“Can anyone point to something contemporary about sexual jealousy that I can contrast with Othello?” a fellow Shakespearean recently asked on social media. “My students this past semester did not understand sexual jealousy, what it is,” she went on. “When I asked the class to describe jealousy in a relationship, one student said, ‘It’s like when your partner has something you want, like the latest iPhone.’” “That,” replied another colleague on the thread, “is weirdly awesome.”

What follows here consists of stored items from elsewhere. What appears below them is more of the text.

PR #1092, opened 2021-09-13
C++ refactoring: argsort

ianna:


src/awkward/_v2/contents/indexedoptionarray.py
```diff
@@ -314,11 +314,272 @@ def _localindex(self, axis, depth):
...
+                self._index.to(nplike),
+                len(self._index),
+                parents.to(nplike),
+                starts.to(nplike),
+            )
+        )
+
+        ind = ak._v2.contents.NumpyArray(nulls_index)
+
+        # # FIXME: work around for if mergeable: test it on two 1D arrays
```
ianna, line 448: @jpivarski - this is a workaround in absence of `merge`

ianna (commented):
@jpivarski - I think, it's done for now. Please, review when you have time. Thanks.

src/awkward/_v2/contents/content.py
```diff
@@ -588,6 +588,72 @@ def min(self, axis=-1, mask=True, keepdims=False, initial=None):
...
+            kind ({‘quicksort’, ‘mergesort’, ‘heapsort’, ‘stable’}, optional):
+                an optional sorting algorithm. This is similar to NumPy
+                sort.
+            order (str or list of str, optional): similar to NumPy.
+
+        Puts indices of Content elements in an ordered sequence: numeric or lexicographical,
+        ascending or descending.
+
+        This function is similar to NumPy [sort](https://numpy.org/doc/stable/reference/generated/numpy.argsort.html).
+        """
```
jpivarski: This isn't the high-level function, so it's not the place for the full docstring. We shouldn't be obligated to put such nice docstrings on all of these `Content` methods, so this will get removed eventually, or reduced to a minimal level of docstring that we're able to maintain on all of the `Content` methods uniformly. I'm going to leave it here for now because this information will be needed in the high-level function, when that gets updated.

src/awkward/_v2/contents/bytemaskedarray.py
```diff
@@ -325,32 +325,40 @@ def _localindex(self, axis, depth):
...
-                self._mask.to(nplike),
-                len(self._mask),
-                self._valid_when,
-            )
-        )
-        return ak._v2.contents.IndexedOptionArray(
-            index,
-            self._content,
-            self._identifier,
-            self._parameters,
```
jpivarski, line 347: At first, I was worried about this function disappearing, but then I saw that `toIndexedOptionArray`/`toIndexedOptionArray64` is a duplication in the main branch. Thanks for removing it here!

src/awkward/_v2/contents/content.py
```diff
@@ -588,6 +588,72 @@ def min(self, axis=-1, mask=True, keepdims=False, initial=None):
...
+        else:
+            if negaxis <= 0:
+                negaxis = negaxis + depth
+            if not (0 < negaxis and negaxis <= depth):
+                raise ValueError(
+                    "axis="
+                    + str(axis)
+                    + " exceeds the depth of the nested list structure "
+                    "(which is " + str(depth) + ")"
+                )
```
jpivarski: These kinds of things might be better as `.format(...)` than `+`. For anything but the most minimal cases, `.format(...)` is easier to read than `+`, and it makes conversions like `str(axis)` implicit. It's not reason enough to change this now, though.

src/awkward/_v2/contents/indexedoptionarray.py
jpivarski: Okay. The use of the searchable "`FIXME`" text is good; we'll look for it after `mergeable` is done. Verifying that your tests for argsort still work after this block is replaced by `mergeable` will be a good test that we all understand and agree on what `mergeable` is supposed to do.

src/awkward/_v2/contents/indexedoptionarray.py
```diff
@@ -341,9 +602,9 @@ def _sort_next(
         )
 
         next_length = index_length - numnull[0]
-        nextparents = ak._v2.index.Index64.zeros(next_length, nplike)
-        nextcarry = ak._v2.index.Index64.zeros(next_length, nplike)
-        outindex = ak._v2.index.Index64.zeros(index_length, nplike)
+        nextparents = ak._v2.index.Index64.empty(next_length, nplike)
+        nextcarry = ak._v2.index.Index64.empty(next_length, nplike)
+        outindex = ak._v2.index.Index64.empty(index_length, nplike)
```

Sexual jealousy is an emotion that was once thought to be so universal, such a commonplace experience of a person in love, that no one would think it needed explaining. A theater review of Othello from an anonymous critic in 1819 reads, “Othello is a faithful portrait of the life with which we are daily and hourly conversant; love and jealousy are passions which all men, with few exceptions, have at some time felt; the imitation of them, therefore, finds an immediate sympathy in every mind; Othello has no feelings that we should not ourselves have in his situation.”11xMichael Neill, “Introduction,” Othello, ed. Michael Neill (Oxford, England: Oxford University Press, 2006), 7. See the prefatory “Remarks” in Othello “As it is performed at the Theatre Royal” (1819). It seems as though our pre-Victorian reviewer did not anticipate a world in which jealousy within a relationship would evolve into something that could be analogized to consumer rivalry.
Yet it’s possible I am being needlessly snide about these students, who may, after all, simply be too young and innocent to know the fervor of sexual love and the all-consuming desire for another person, to have them and possess them. In that case, it is the response of the adult colleague who thought the lack of sexual jealousy, to the point that students couldn’t even conceive of it, to be “weirdly awesome” that should trouble us most. Jealousy is an ugly emotion. So one can see the appeal. He seemed to be applauding a kind of sexual egalitarianism in which sexual partners might circulate in common, each for her or his own pleasure, without any feelings of exclusivity, possessiveness, or proprietorial concern.
But this “weirdly awesome” sexual commons seems also to be one bereft of emotional investment, void of the existential risk involved with loving madly and recklessly, and evacuated of the all-consuming passion of erotic love. Rather than share in the applause for these students who were being celebrated for their weirdly awesome triumph over sexual jealousy, I felt a great sadness for them. Sexual jealousy in Othello, continues the nineteenth-century theater critic, “‘resembles a thunderstorm, which awes by its magnificence of terror; in fact it is grand beyond loveliness.’”22xIbid., 8. It strikes me as a great loss that students today do not share in the great sublimity of their own humanity. But that they cannot even imagine what it is makes my blood run cold, because it seems that theirs does, and they are commended for it.